PR #2236, opened 2021-06-25
✨  Ask user to perform generate target instead of automatically called by create api

### LINKED ISSUE #2188: Create api is not calling make manifests

The full description can be checked in: 
https://github.com/operator-framework/operator-sdk/issues/4928

### Reproducing this issue

Just run create api and see that the CRD is not generated. 

### KubeBuilder (CLI) Version

3.0.0

### PROJECT version

3.0.0

### Plugin versions

```yaml
v3
```

### Other versions

master

### Extra Labels

/kind regression

guhaneswaran:
Removes the functionality of generating the samples (CR) by default and puts a message to the user to take action on generating the target to get the manifests using `make generate` giving more control to the user. 

This action was done automatically by 'create api' earlier

Fixes #2188.

### DIFF
--- a/pkg/plugins/golang/v2/api.go
+++ b/pkg/plugins/golang/v2/api.go
@@ -74,6 +74,9 @@ make generate will be run.
   # Edit the Controller Test
   nano controllers/frigate/frigate_controller_test.go
 
+  # Generate the manifests
+  make manifests
+
   # Install CRDs into the Kubernetes cluster using kubectl apply
   make install
 
@@ -165,6 +168,7 @@ func (p *createAPISubcommand) PostScaffold() error {
 		if err != nil {
 			return err
 		}
+		fmt.Print("Next: implement your new API and generate the manifests (e.g. CRDs,CRs) with:\n$ make manifests \n")
 	}
 
 	return nil
--- a/pkg/plugins/golang/v3/api.go
+++ b/pkg/plugins/golang/v3/api.go
@@ -82,6 +82,9 @@ make generate will be run.
   # Edit the Controller Test
   nano controllers/frigate/frigate_controller_test.go
 
+  # Generate the manifests
+  make manifests
+
   # Install CRDs into the Kubernetes cluster using kubectl apply
   make install
 
@@ -188,6 +191,7 @@ func (p *createAPISubcommand) PostScaffold() error {
 		if err != nil {
 			return err
 		}
+		fmt.Print("Next: implement your new API and generate the manifests (e.g. CRDs,CRs) with:\n$ make manifests\n")
 	}
 
 	return nil
--- a/docs/book/src/cronjob-tutorial/running.md
+++ b/docs/book/src/cronjob-tutorial/running.md
@@ -1,5 +1,12 @@
 # Running and deploying the controller
 
+### Optional
+If opting to make any changes to the API definitions, then before proceeding,
+generate the manifests like CRs or CRDs with 
+```bash
+make manifests
+```
+
 To test out the controller, we can run it locally against the cluster.
 Before we do so, though, we'll need to install our CRDs, as per the [quick
 start](/quick-start.md).  This will automatically update the YAML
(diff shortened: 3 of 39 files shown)


pkg/plugins/golang/v3/api.go
```diff
@@ -184,10 +184,7 @@ func (p *createAPISubcommand) PostScaffold() error {
 		return err
 	}
 	if p.runMake && p.resource.HasAPI() {
-		err = util.RunCmd("Running make", "make", "generate")
-		if err != nil {
-			return err
-		}
+		fmt.Printf("Next: generate targets with:\n$ make generate\n")
```
camilamacedo86, line 187: IHMO I would still prefer gen all always that would make the life easier for users by sure.
However, if we would like to move in this way, then we need a better explanation. 
We need to output all commands that should be executed afterwords and why. 

c/c @estroz @jmrodri

camilamacedo86 (commented):
This PR would not be seeding.
We are changing the behaviour

pkg/plugins/golang/v3/api.go
guhaneswaran: @camilamacedo86 , I might have got the context wrong. Do you expect 'create api' to show the output message/log of 'make generate' to the user ?

estroz (changes requested):
This PR doesn't implement the solution described in #2188, which is to remove the CR scaffolds and write a message about running `make manifests` and creating a sample CR in `config/samples`.

One amendment I'd like to make to ^ is: create the CR as kubebuilder does now, but remove `foo: bar` from the spec. This bare CR may still be invalid, but it won't have any unexpected fields that require changing.

pkg/plugins/golang/v3/api.go
camilamacedo86: You can check the consensus reached out in the meeting: https://github.com/kubernetes-sigs/kubebuilder/issues/2188#issuecomment-852345561.

- do not gen the samples (cr) by default 
- then, add a nice msg to let the user knows that is required to gen the target to get the manifests.

So, are we not generating other files with `make generate` or will it only generate the CR? 
IHMO the most important here would output a msg with all further steps and make clear what need to be done and why after the create API. We might need to supplement the quick start as well. Could you please give a look at that and see if would be better we add a note there with this info as well? WDYT?

pkg/plugins/golang/v2/api.go
```diff
@@ -165,6 +165,7 @@ func (p *createAPISubcommand) PostScaffold() error {
 		if err != nil {
 			return err
 		}
+		fmt.Printf("TODO: Edit the API definition & reconciliation business logic\nNext: generate targets with:\n$ make manifests\n")
```
camilamacedo86, line 168: I am not sure if the text here is clear enough. WDYT about something more similar to the other places (e.g. [here](https://github.com/kubernetes-sigs/kubebuilder/blob/master/pkg/plugins/golang/v3/init.go#L154)) such as:

```suggestion
		fmt.Print("Next: implement your new API and generate the manifests (e.g. CRDs,CRs) with:\n$ make manifests \n")
```

It is not passing in the CI because of the size of the line. You can test it locally by running `make lint`. 
Also, ensure that you executed `make testata-generated` before pushing the changes. 
Then, can you also rebase your commits?

guhaneswaran: Thanks for the comments. The changes have been updated as per the sample. Also CI checks done manually now.

guhaneswaran:
> @guhaneswaran can you squash your commits into 1? Then I'll lgtm/approve.

@estroz , now the commits are merged into 1. Thanks

estroz:
@guhaneswaran the e2e tests need to be updated so the CR's spec is implemented (add `foo: bar` to the CR file before applying it).

guhaneswaran:
@estroz , Thanks for your comments. Updated to include foo: bar during runtime in testdata for v2 and v3

guhaneswaran:
@estroz I think the previously added label - do-not-merge/hold is blocking the merge by not allowing lgtm label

+===+

## Problem details
Note each line above that holds "into", then copy all of them.

## Exercise output
   # Install CRDs into the Kubernetes cluster using kubectl apply
   # Install CRDs into the Kubernetes cluster using kubectl apply
> @guhaneswaran can you squash your commits into 1? Then I'll lgtm/approve.
@estroz , now the commits are merged into 1. Thanks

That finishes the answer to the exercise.